#### REQUIRED ACTION:
Would you return, word for word, the lines of the data below from the line with "upload the save" through the line with "ServerRequest request, String", and no others?

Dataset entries
◇ ◇ ◇
PR #716, opened 2019-01-09
DM-15378 Scale the size and synchronize the movement of footprint/marker on both HiPS and fits display

cwang2016:
This development mainly fixes the issues when footprint/marker layer is attached to both HiPS and FITS images: 
- the point distance (how close to the center of the footprint or marker) on screen
pixel coordinate is adjusted per plot  (HiPS plot or FITS plot) that the footprint/marker layer attached to. 
- Scale the size of the marker according to the primary image while a new plot is created. 
   Every new marker is added with fixed screen pixel size no matter if the primary image is HIPS or FITS and the plot created later should have the marker scaled in world coordinate by looking at that in the primary image. 
- fix bugs to show the fake outline box when the outline box surrounding the footprint/marker is out of view. (this may happen when you move the marker/footprint on HiPS image and that causes the appearance of marker/footprint out of FITS image's coverage).  

Here is brief definition of two types of fake outline box as proposed in https://jira.lsstcorp.org/browse/DM-6516,
1. 'center outline box' for  the case that the center of the footprint/marker but no sides of the original outline box are within the plot area
2. 'plotcenter outline box' for the case that both the center of footprint/marker and sides of original  outline box are not within the plot area.
Both fake outline boxes are shown with resize and rotate handles for operating the marker/footprint.
'plotcenter outline box' is shown in solid line, and 'center outline box' is shown in dotted line. 
- Synchronize the movement, rotation and resizing among all types of images. 

test:
case 1: 
start a FITS image on a target, 
start a HiPS image search on the same target
case 2: 
start 2 FITS image search on the same target
case 3:
start 2 HiPS image search on the same target

for each case, 
- pick one image as the primary image, 
- add a new marker or footprint
- operate the marker or footprint (move, resize, rotate) on the primary image. 
- switch to another image as the primary image, operate the marker or footprint

to check:
- when you operate the footprint/marker on HiPS image, if the other image is FITS image, try to resize the marker or move the marker/footprint to be out of the coverage of the FITS image and see the change of outline box on FITS image. 
- when you switch around two images, make sure the footprint/marker on the primary image can be selected and moved smoothly.

### DIFF
--- a/src/firefly/js/drawingLayers/DistanceTool.js
+++ b/src/firefly/js/drawingLayers/DistanceTool.js
@@ -321,7 +321,7 @@ function makeSelectObj(firstPt,currentPt, posAngle,cc) {
     var anyPt1;
     var anyPt2;
     var dist;
-    var world= cc.projection.isSpecified();
+    var world= cc.projection.isSpecified() && cc.projection.isImplemented();
 
     if (world) {
         anyPt1 = cc.getWorldCoords(ptAry[0]);
--- a/src/firefly/js/drawingLayers/FootprintTool.js
+++ b/src/firefly/js/drawingLayers/FootprintTool.js
@@ -13,7 +13,7 @@ import {makeFactoryDef} from '../visualize/draw/DrawLayerFactory.js';
 import {ANGLE_UNIT, OutlineType, getWorldOrImage, findClosestIndex, makeFootprint,
         lengthSizeUnit, updateFootprintDrawobjAngle,
         updateFootprintTranslate, updateFootprintOutline} from '../visualize/draw/MarkerFootprintObj.js';
-import {getCC, cancelTimeoutProcess, initMarkerPos, getPlot,
+import {getCC, cancelTimeoutProcess, initMarkerPos, getPlot, ifUpdateOutline, isPointViewable,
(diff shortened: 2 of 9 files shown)


ejoliet:
@cwang2016 before merging, please make sure that this still works: IRSA-2032. thanks.

cwang2016:
1. Made updates to apply 'marker' layer onto the image  which either has no projection or an undefined projection.
the marker size and movement is scaled on world coordinate for the image which has projection. 
the marker size and movement is scaled on device coordinate (screen pixel) for the image which has no projection. 

the following cases with no projection image (ex. ex: no-projection-images/3emus-2-22_r99_fe55_test.fits) are tested as the following, 
- get image with no projection, get another image with no projection, add a marker.
- get image with no projection. add a marker, get another image with no projection.
- get image with no projection, get a fits image, add a marker (plot display error).
- get image with no projection, get a hips image, add a marker.
- get fits image, get image with no projection, add a marker.
- get hips image, get image with no projection, add a marker.
- get fits image, add a marker, get image with no projection
- get hips image, add a marker, get image with  no projection 

2. turn off footprint layer for the image which either has project or an undefined projection.

PR #720, opened 2019-01-15
DM-16048 Save tables in other formats

cwang2016:
The PR includes development:
- for making the infrastructure to save table in different formats
- for saving table in csv and tsv formats

test
do catalog search
save the table content by selecting the file format and entering a file name. 
upload the save table file and compare the table content with previously catalog search result.

### DIFF
--- a/src/firefly/java/edu/caltech/ipac/firefly/server/query/BaseFileInfoProcessor.java
+++ b/src/firefly/java/edu/caltech/ipac/firefly/server/query/BaseFileInfoProcessor.java
@@ -66,7 +66,7 @@ public abstract class BaseFileInfoProcessor implements SearchProcessor<FileInfo>
         return request.getRequestId() + "-" + id + "-" + StringUtils.toString(request.getParams());
     }
 
-    public FileInfo writeData(OutputStream out, ServerRequest request) throws DataAccessException {
+    public FileInfo writeData(OutputStream out, ServerRequest request, String format) throws DataAccessException {
         /* does not apply.. do nothing */
         return null;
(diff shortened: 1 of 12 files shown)


robyww:
>  I would expect to see it below the name and location fields. 

Below is fine with me.

cwang2016:
@robyww The table save dialog reuses the the same component as that for Image save dialog, DownloadOptionsDialog. If the format options is moved to be below the name and location fields, should the image save dialog be updated similarly?

robyww:
> The table save dialog reuses the the same component as that for Image save dialog, DownloadOptionsDialog. If the format options is moved to be below the name and location fields, should the image save dialog be updated similarly?

I just looked at the image save. Let's not change the UI much and do it the same in both. So keep it as it is.  If we decide to take Loi's suggestion at some later time we can.  It is probably not a big deal either way.

ejoliet:
If this UI will be included in IRSAViewer and other IRSA applications, we need to let Luisa for the documentation update. Also, did someone test CSV from ATLAS with column name with spaces etc?

ejoliet:
Might not be done in this PR but just a comment: also, why not providing the original format? If i do a search with TAP or in SOFIA, the format will be XML. Why not supporting XML too?

robyww:
>  Why not supporting XML too?
We broke her ticket into 3 since it was a big task.
1. do the frame work and implement cvs and tsv
2. do votables
3. do FITS tables

But your right.  When it is all done it should default to the original format. @cwang2016 you might want to keep that in mind.

PR #723, opened 2019-01-16
DM-17265 Bug with Default color scale in heatmap chart

tgoldina:
Bug report: https://jira.lsstcorp.org/browse/DM-17265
◇ ◇ ◇
#### EXERCISE RESULT:
upload the save table file and compare the table content with previously catalog search result.

### DIFF
--- a/src/firefly/java/edu/caltech/ipac/firefly/server/query/BaseFileInfoProcessor.java
+++ b/src/firefly/java/edu/caltech/ipac/firefly/server/query/BaseFileInfoProcessor.java
@@ -66,7 +66,7 @@ public abstract class BaseFileInfoProcessor implements SearchProcessor<FileInfo>
         return request.getRequestId() + "-" + id + "-" + StringUtils.toString(request.getParams());
     }
 
-    public FileInfo writeData(OutputStream out, ServerRequest request) throws DataAccessException {
+    public FileInfo writeData(OutputStream out, ServerRequest request, String format) throws DataAccessException {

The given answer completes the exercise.